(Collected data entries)
◇ ◇ ◇ ◇
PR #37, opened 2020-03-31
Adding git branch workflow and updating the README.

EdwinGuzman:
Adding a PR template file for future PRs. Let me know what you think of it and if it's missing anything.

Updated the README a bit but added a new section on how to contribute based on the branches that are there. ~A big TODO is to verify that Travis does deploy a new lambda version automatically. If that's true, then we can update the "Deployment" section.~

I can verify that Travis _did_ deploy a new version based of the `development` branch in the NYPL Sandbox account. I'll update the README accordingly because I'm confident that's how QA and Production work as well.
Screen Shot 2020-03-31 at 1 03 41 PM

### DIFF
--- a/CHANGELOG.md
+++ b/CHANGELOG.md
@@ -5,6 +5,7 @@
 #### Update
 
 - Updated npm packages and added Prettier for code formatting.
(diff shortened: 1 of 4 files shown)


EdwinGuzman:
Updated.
◇ ◇ ◇ ◇
**WHAT IS EXPECTED**
Your reply should hold only the lines from the first line of the records through the one with "Adding a PR", reproduced word for word.

**TASK SOLUTION**
PR #37, opened 2020-03-31
Adding git branch workflow and updating the README.

EdwinGuzman:
Adding a PR template file for future PRs. Let me know what you think of it and if it's missing anything.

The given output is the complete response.